Friday, April 12, 2013

When the Thought was made to rest

(Some excerpts from my notes during my meditation retreat in India)

The mind being made to meditate is a counter process to its existence. Mind which is a collection of infinite thoughts thrives on it. The process of making the mind to meditate makes it quite uncomfortable especially the first time when its undertaken. The mere ability to observe and listen has been time memorial considered to be the characterstic of wise persons.

Day 1

My first day of meditation in Tiruvanamalai also was not an easy task. Suddenly when I started the process, thoughts seemed to have bombarded me and the mind was lost in many eclectic events. This happened especially because I was meditating properly after a long time. It is like a process when there are so many insects in a room and disinfectant is sprayed to clean it creating chaos at the beginning. The process of observing your own thoughts is an exercise undertaken by very few individuals. The resistance for silence or meditation is so huge in the mind as it rightly understands the cataclysmic impact it would entail. When the process of 'enquiry' calms the mind with lesser thoughts and eventually when a thoughtless state is reached, recent scientific evidence also shows that there is some positive transformation that occurs in the brain.The silence reminds me of the process when there is perfect servicing and cleaning of the mind like of a car done in an effecient car repair shop.

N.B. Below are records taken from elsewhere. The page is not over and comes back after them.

PR #706, opened 2017-08-11
feat(badge): add rectangle shaped badge

tomerla:


src/Badge/Badge.js
```diff
@@ -53,14 +54,18 @@ Badge.propTypes = {
     'T5', 'T5.1'
   ]).isRequired,
 
+  /** set the shape */
+  shape: oneOf(['ellipse', 'rectangle']).isRequired,
```
lbelinsk: isRequired is redundant because you set a defaultProp of alipse

src/Badge/Badge.spec.js
```diff
@@ -27,4 +27,8 @@ describe('Badge', () => {
     expect(driver.isOfAppearance('H1')).toBeTruthy();
   });
 
+  it('should allow specifying a shape', () => {
```
lbelinsk: I would add a test that checks that the default shape is elipse

src/Badge/Badge.js
tomerla: agreed
but I just follow the existing pattern -  all other props has a `defaultProp` and they are all marked as `isRequired`
do you want me to change them all?

src/Badge/Badge.spec.js
tomerla: we have already a e2e tests for it
but sure.. why not :)

tomerla:
@lbelinsk so I updated a test for a default ellipse shape and updated the docs
please let me know what do you want to do with the `isRequired` (wrote to you in the line comment)
tnx!

src/Badge/Badge.js
lbelinsk: Yeah, it will be great! I guess it is a trailing error :)

tomerla:
tnx @lbelinsk !

PR #736, opened 2017-08-17
Talh/stylable conversion

talh78:
Waiting for new Yoshi version with updated versions of stylable-integration and stylable


lbelinsk:
Het @talh78 this pr is getting really really big.
Do you have any estimation when would you want to start discussing about merging it?

Maybe it will be better to pause the progress and focus on a specific simple component to merge. There is no way we could review such pr. The only way will be to close this one and to create a separate pr for each component.

If you are not ready and you are just using the team city pr, then it is ok as well, just update please what is the status.

Thanks..

talh78:
Yeah, this is just the big branch where everything could be managed in the same place. When I'm ready to merge, we will do it in smaller chunks. Thanks!

PR #738, opened 2017-08-18
fix manual input to multiselect

el-fuego:
1. Type in new tag
2. Press enter to add

ACTUAL RESULT:
  tag is erased
EXPECTED RESULT:
  tag should be added

https://jira.wixpress.com/browse/VOD-1031


el-fuego:
@lbelinsk Can you or somebody take care of this PR ?
We roll-back our app because of this bug..

PR #756, opened 2017-08-28
fix: yellow autocomplete background

Varnius:
Fixes Crome adding yellow background to the input in case of autocomplete.
https://www.screencast.com/t/j67lzTYkphO

### DIFF
--- a/src/Input/Input.js
+++ b/src/Input/Input.js
@@ -200,6 +200,7 @@ Input.defaultProps = {
 
 Input.propTypes = {
   id: PropTypes.string,
+  name: PropTypes.string,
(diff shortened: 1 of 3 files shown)


nirhart:
@Varnius lint is failing, please run "npm run build" to see lint errors

src/Input/Input.js
```diff
@@ -198,6 +200,7 @@ Input.defaultProps = {
 
 Input.propTypes = {
   id: PropTypes.string,
+  name: PropTypes.string,
```
nirhart: What is name for?

Varnius: Google autofill uses it to tell apart fields, along with "autocomplete" attrib. Actually, I'm not sure if we really need it, so added just in case.

PR #761, opened 2017-08-28
Feature/date picker

malcolmmadsheep:
@nirhart Can you, please, take a look at this?


testkit/index.js
```diff
@@ -167,3 +167,6 @@ export const popoverMenuTestkitFactory = testkitFactoryCreator(popoverMenuDriver
 
 import badgeDriverFactory from '../src/Badge/Badge.driver';
 export const badgeTestkitFactory = testkitFactoryCreator(badgeDriverFactory);
+
+import datePickerDriverFactory from '../src/DatePicker/DatePicker.driver';
```
lbelinsk: Export the enzyme testkit from 'testkit/enzyme as well'

src/DatePicker/DatePicker.driver.js
```diff
@@ -1,51 +1,22 @@
...
-          this.navigateToNextMonth();
-        } else {
-          this.navigateToPreviousMonth();
-        }
-      }
+  const getDatePickerOption = (index = 0) => element.querySelectorAll('[role="option"]:not([class*="outside-month"])')[index];
+  const getElementByDataHook = dataHook => element.querySelector(`[data-hook="${dataHook}"]`);
+  const getDatePickerInput = () => element.querySelector('input');
+  const getDatePickerInputValue = () => getDatePickerInput().value;
+  const getDatePicker = () => element.querySelector('.react-datepicker');
```
lbelinsk: getCalendar will be more accurate. Datepicker is the component's name including the input..

src/DatePicker/DatePicker.spec.js
```diff
@@ -1,57 +1,108 @@
...
+    it('should set inputDataHook from props', () => {
+      const driver = createDriver(<DatePicker onChange={onChange} inputDataHook={'dataHook'}/>);
 
-    driver = datePickerDriverFactory(datePickerRoot);
-  });
+      expect(driver.getElementByDataHook('dataHook')).toBeTruthy();
+    });
+
+    it('should set datePicker disabled from props', () => {
+      const driver = createDriver(<DatePicker onChange={onChange} disabled={true}/>);
```
lbelinsk: disabled is enough, no need to write disabled={true}

src/DatePicker/DatePicker.spec.js
```diff
@@ -1,57 +1,108 @@
...
+
+      expect(driver.getDatePickerInput().hasAttribute('disabled')).toBeTruthy();
```
lbelinsk: better to check that the calendar is not opened on click and that the input and use the inputTestkit.isDisabled() method for that..
https://github.com/wix/wix-style-react/blob/master/src/Input/Input.driver.js#L46

src/DatePicker/DatePicker.spec.js
```diff
@@ -1,57 +1,108 @@
...
   });
 
-  describe('calendar', () => {
-    it('calendar is not shown', () => {
-      expect(driver.getDatePickerPopup()).toBeNull();
+  describe('date picker popover', () => {
+    it('should not render datePicker on start', () => {
+      const driver = createDriver(<DatePicker onChange={onChange}/>);
+
+      expect(driver.getDatePicker()).toBeFalsy();
```
lbelinsk: Maybe we can add isVisible method.. might be very useful for other projects as well..

src/DatePicker/DatePicker.spec.js
```diff
@@ -1,57 +1,108 @@
...
-      expect(driver.getDatePickerPopup()).not.toBeNull();
+    it('should call onChange on click on available day in datePicker', () => {
+      const driver = createDriver(<DatePicker onChange={onChange}/>);
+      const input = driver.getDatePickerInput();
+      driver.clickOn(input);
+      const option = driver.getDatePickerOption();
+      driver.clickOn(option);
+
+      expect(onChange).toHaveBeenCalled();
     });
```
lbelinsk: What about selecting with keyboard press.. not only with mouse

src/DatePicker/DatePicker.spec.js
```diff
@@ -1,57 +1,108 @@
...
-      driver.showDatePickerModal();
-      expect(driver.getDatePickerPopup()).not.toBeNull();
+    it('should call onChange on click on available day in datePicker', () => {
+      const driver = createDriver(<DatePicker onChange={onChange}/>);
+      const input = driver.getDatePickerInput();
+      driver.clickOn(input);
+      const option = driver.getDatePickerOption();
+      driver.clickOn(option);
+
+      expect(onChange).toHaveBeenCalled();
```
lbelinsk: Can be more specific - toHaveBeenCalledWith(....)

src/DatePicker/DatePicker.spec.js
```diff
@@ -1,57 +1,108 @@
...
+      driver.clickOn(option);
 
-      it('onChange reports the selected date', () => {
-        driver.selectDate(moment('2016-03-16'));
-        const changeDateCallbackValue = onChangeMock.getCall(0).args[0];
-        expect(changeDateCallbackValue.toISOString()).toEqual(moment('2016-03-16').toISOString());
-      });
+      expect(driver.getDatePicker()).toBeFalsy();
+    });
+
```
lbelinsk: This is a good test.. Add a similar one that checks that the calendar doesn't close if `shouldCloseOnSelect={false}` is provided..

malcolmmadsheep:
@nirhart Thanks for review. Yeap, it's a great idea to split functionality by several drivers and we will probably do it. We make this PR to ask about if we move the right way cause it's our first time with wix-style-react and first of all we wanted to adapt to this project and it's testing flow.

lbelinsk:
Yeah, I think it is good that you shared your progress, that is why I shared my thoughts as well..
Feel free to ask for more semi-reviews like this one whenever you feel like you need one..

nirhart:
@lbelinsk please merge this pr when you think its good enough

malcolmmadsheep:
@lbelinsk We've just pushed updated PR with split driver logic and updated tests according to it. Now we continue to work on other props, that we haven't covered yet. We also would like to know about what should be tested with e2e tests. We think that we should test here some key features like opening with focus on element or selecting date with keys. It seems like some tests may have the same logic as unit tests and we are confused about how should we split logic between the tests. WDYT about it?

src/DatePicker/DatePicker.spec.js
```diff
@@ -1,57 +1,234 @@
...
+      const date = new Date(2017, 9, 2);
+      const {inputDriver} = createDriver(<DatePicker
+        onChange={onChange} value={moment(date)}
+        dateFormat={'DD/MM/YYYY'}
+        />);
+
+      expect(inputDriver.getValue()).toBe('02/10/2017');
+    });
+
+    it('should set placeholder from props if value is not set', () => {
```
lbelinsk: It is ok, but lets talk about it tomorrow, I am not sure if we want to support this.
I think maybe the best usage will be instead of doing:
```
<DatePicker placeHoderText="text"/> 
```

To do:
```
<DatePicker customInput={<Input placeholder="text"/>}/>
``` 

In this way we don't mix props fof input with props for datepicker
I am not sure, let's think together tomorrow about it..

src/DatePicker/DatePicker.spec.js
```diff
@@ -1,57 +1,234 @@
...
+    it('has custom prefix', () => {
+      const {inputDriver} = createDriver(<DatePicker
+        onChange={onChange}
+        prefix={<span>#</span>}
+        />);
+
+      expect(inputDriver.hasPrefix()).toBe(true);
+    });
+
+    it('should show calendar on select with ArrowUp key', () => {
```
lbelinsk: This test is great, but it shouldn't be under this describe IMHO..

src/DatePicker/DatePicker.spec.js
```diff
@@ -1,57 +1,234 @@
...
-    onChangeMock = sinon.spy();
+  describe('date picker input', () => {
+    it('should exist', () => {
+      const {calendarDriver} = createDriver(<DatePicker onChange={onChange}/>);
 
-    mount(
-      <DatePicker onChange={onChangeMock}/>,
-      {attachTo: datePickerRoot}
-    );
+      expect(calendarDriver.exists()).toBeTruthy();
```
lbelinsk: You meant inputDriver, right?

src/DatePicker/DatePicker.spec.js
```diff
@@ -1,57 +1,234 @@
...
+          value={value}
+          onChange={onChange}
+          />
+      );
+      inputDriver.trigger('click');
+      calendarDriver.triggerOnNthDay({trigger: 'click', n: 1});
+
+      const newValue = onChange.mock.calls[0][0];
+
+      expect(onChange).toHaveBeenCalled();
```
lbelinsk: I like better the syntax toHaveBeenCalledWith() instead of the additional line newValue.diff(expectedValue...

src/DatePicker/DatePicker.spec.js
```diff
@@ -1,57 +1,234 @@
...
+    it('should close calendar on select with click', () => {
+      const {inputDriver, calendarDriver} = createDriver(<DatePicker onChange={onChange}/>);
+
+      inputDriver.trigger('click');
+      calendarDriver.triggerOnNthDay({trigger: 'click'});
+
+      expect(calendarDriver.isVisible()).toBe(false);
+    });
+
+    it('should close calendar on select with Enter key', () => {
```
lbelinsk: What about Tab, Escape keys...

src/DatePicker/DatePicker.spec.js
```diff
@@ -1,57 +1,234 @@
...
+          />
+      );
+
+      inputDriver.trigger('click');
+      calendarDriver.triggerOnNthDay({trigger: 'click'});
+
+      expect(onChange).not.toHaveBeenCalled();
+      expect(calendarDriver.isVisible()).toBe(true);
     });
+  });
```
lbelinsk: Tests are really great!
I have 2 more in mind:

1. Test that onSelect is not called if trying to select a selected value.. This is an optimization we try to keep in all components..

2. We didn't test the yearDropdown or the MonthDropdown at all..

lbelinsk:
About the e2e tests, they should be in high level..
Test a basic usage, open calendar, select a date, change the date withe keyboard and mouse click.

No need to test if the calendar is opening on click, or other unit tests like this because it is already covered by the component tests you wrote..

Try to expose some useful methods in the protractor driver, even if you are not using them... but make sure they work though :)

src/DatePicker/DatePickerInput.js
```diff
@@ -14,7 +12,8 @@ export default class DatePickerInput extends Component {
     dateFormat: PropTypes.func,
     style: PropTypes.object,
     onEnterPressed: PropTypes.func,
-    customInput: PropTypes.node
+    customInput: PropTypes.node,
+    dataHook: PropTypes.string
```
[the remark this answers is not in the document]
ihork: We are using `inputDataHook` property to pass it in customInput as dataHook property

src/DatePicker/DatePicker.js
```diff
@@ -62,7 +65,7 @@ export default class DatePicker extends Component {
 
   render() {
     return (
-      <div className={css.wrapper}>
+      <div className={css.wrapper} data-hook={this.props.dataHook}>
```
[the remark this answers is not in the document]
ihork: Looks great, thanks

src/DatePicker/DatePicker.spec.js
ihork: But how do you suggest to compare objects? When we click on next day `calendarDriver.triggerOnNthDay({trigger: 'click', n: 1});` new moment object will be created. I can't see a problem with `onChange.mock.calls[0][0]` - it's actually the same. We even don't need `expect(onChange).toHaveBeenCalled();` in this case.

src/DatePicker/DatePicker.spec.js
ihork: Yeap, we wanted to start tests in all directions, and now we 're going to cover it with all use cases.

src/DatePicker/DatePicker.spec.js
ihork: 1. Correct, will be done
2. We thought about should we need to cover it in e2e or not

lbelinsk:
Failing on ci due to lint errors

lbelinsk:
@malcolmmadsheep I am merging this pr after the build will pass..
Don't forget to update the documentation for the updated testkit methods in the next pr..

src/DatePicker/DatePicker.spec.js
```diff
@@ -252,11 +252,32 @@ describe('DatePicker', () => {
...
       expect(calendarDriver.isVisible()).toBe(true);
     });
+
+    describe('with year dropdown', () => {
+      it('should give a possibility to choose date from another year', () => {
+        const date = moment(new Date(2015, 9, 2));
+        const {calendarDriver, inputDriver} = createDriver(
+          <DatePicker
+            onChange={onChange}
+            showYearDropdown={true}
```
lbelinsk: no need for the ={true}

lbelinsk:
You have again lint errors...
Please run yarn build before you push..

One more thing - dataHook={'datepicker-default'}`
Please change to 'story-datepicker-default' as this is the convention across the lib..

The build should be green after fixing the linting errors

ihork:
Yeap, sorry for that. We had started e2e and we weren't prepared to merge, so we pushed just to sync between us.

lbelinsk:
ok.. Let's try to make this branch green.. It is red from the beginning (mainly because of yoshi) so we will be able to merge after the e2e's are ready

src/DatePicker/DatePicker.protractor.driver.js
```diff
@@ -0,0 +1,33 @@
...
+  const getCalendar = () => component.$('.react-datepicker');
+  const getNthAvailableDay = n => component.$$('[role="option"]:not([class*="outside-month"])').get(n);
+  const getYearDropdown = () => component.$('[class$="year-read-view"]');
+  const getNthYear = n => component.$$('[class*="year-option"]').get(n);
+  const getMonthsDropdown = () => component.$('[class$="month-read-view"]');
+  const getNthMonth = n => component.$$('[class*="month-option"]').get(n);
+
+  return {
+    input: {
+      exists: () => getInput().isPresent(),
```
lbelinsk: I think that I would want a user to use it like: `datePickerDriverFactory({dataHook: data-hook}).inputDriver.getValue()`
So rename the input to inputDriver..

src/DatePicker/DatePicker.protractor.driver.js
```diff
@@ -0,0 +1,33 @@
...
+      isDisplayed: () => getInput().isDisplayed(),
```
lbelinsk: It is more common (at least in this lib) to call it isVisible instead of isDisplayed..

src/DatePicker/DatePicker.e2e.js
```diff
@@ -0,0 +1,137 @@
...
+  beforeEach(() => {
+    browser.get(storyUrl);
+  });
+
+  eyes.it('should not open calendar when disabled', () => {
+    const {input, calendar} = datePickerTestkitFactory({dataHook: 'story-datepicker-disabled'});
+
+    input.click();
+
+    expect(calendar.exists()).toBe(false);
```
lbelinsk: isVisible instead of exists

src/DatePicker/DatePicker.e2e.js
```diff
@@ -0,0 +1,137 @@
...
+    });
+
+    eyes.it('should close calendar on Escape key', () => {
+      const {input, calendar} = testkit;
+
+      input.click();
+      expect(calendar.exists()).toBe(true);
+
+      input.pressEscKey();
+      expect(calendar.exists()).toBe(false);
```
lbelinsk: isVisible

src/DatePicker/DatePicker.e2e.js
```diff
@@ -0,0 +1,137 @@
...
+      calendar.clickOnNthAvailableDay(1);
+
+      expect(calendar.exists()).toBe(false);
+    });
+
+    eyes.it('should close calendar on Escape key', () => {
+      const {input, calendar} = testkit;
+
+      input.click();
+      expect(calendar.exists()).toBe(true);
```
lbelinsk: isVisible

lbelinsk:
Build is red only because eyes.it fails on the new datePicker examples, so it is all good.. will merge after the master build will be green.
Thanks a lot  @ihork and @malcolmmadsheep really great work!

nirhart:
@lbelinsk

At the end of first days meditation, the dreams experienced at night were more vivid and there were thoughts that emanated from early childhood. The dreams sometimes are quite weird. Here I don't think Freud's interpretation would be right as it is not always fulfillment of my desires consciously or unconsiously. The scattering of thoughts seems to me to be a sign of thoughts beings unbundled and would eventually cast away its moorings.

Day 2

Early morning innocuous alarm woke me up and I felt that the sleep was sufficient. After having wonderful idlee's and upma for breakfast along with a fine filter coffee, I went back to my room to read and relax a bit. Lunch is early but is really a paradise for the mouth. Then I had a short nap after which I went to the meditation room in the afternoon. This was the main hall during Ramana Maharshi's time where he used to sit in silence transmitting his teachings in silence. In a sense there is no teaching. The only teaching is to know 'Who am I'. The answer lies within everyone and has to be found or has to be identified. To be precise there is no identifier or anything to be identified, there is the process when 'I' perishes and 'Self' prevails.

The meditation started with lesser thoughts and there was more calmness. The meditation went for more than 1 hour and after that I went for the evening tea. I thought of buying some books as I had not much to read. After getting the books I went to my room and the process of reading was much easier with mind reduced of distractions.

With every proceeding day of calmness in the mind, the memory seems to be in full power with great retention abilities and there was a sense of fulfillment and joy experienced in every moment. Being alone literally didn't make me to think about others. The silence makes the mind enjoy the moment which theoretically it has swallowed and said many times. This time I realised this distinctly when I was in no mood to talk to anyone as I was really rejoicing and fully observed with myself in silence. 'Fully absorbed in oneself' may seem like a egoistic exercise swimming in one's (ego's) own thoughts. But here the ego was diminished and it was as if flowing with the wave.

 Meeting ST

Meeting a person with no ego is a great experience and event which rarely happens in once lifetime. And a person with no memory who literally lives in the present is even rarer. It was a sort of a magical experience being with such a person and listening to his talks. Magical realism seems more real when I heard ST speak. There was no doubt in my mind that what he was saying was true, but to an outsider it might seem all airy.

Is not time the most puzzling and distorting thing to us.